— Activity —
Pick each line containing the word "affiliatewp" out of the data below.

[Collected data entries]
______

PR #800, opened 2015-07-28
Issue/799

### LINKED ISSUE #799: Gravity Forms: referral description is blank when no products are purchased
Related: https://github.com/affiliatewp/AffiliateWP/issues/609

When a referral is created using the Gravity Forms integration we pass the products into the referral's description. When we don't use products the description is blank: 

screen shot 2015-07-28 at 9 19 29 pm

See:
https://github.com/affiliatewp/AffiliateWP/blob/master/includes/integrations/class-gravityforms.php#L45

Instead of having a blank description I feel we should populate this with something useful like the form's title or description so you can easily see which form on the site generated the referral without having to click anywhere else. 

screen shot 2015-07-28 at 9 13 18 pm

The only issue I can see is if the admin named their form's title and description something private, and didn't necessarily want anyone to see it. If allow this, it will show up in the affiliate's referrals table on the front end.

______

— Final answer —
Related: https://github.com/affiliatewp/AffiliateWP/issues/609
https://github.com/affiliatewp/AffiliateWP/blob/master/includes/integrations/class-gravityforms.php#L45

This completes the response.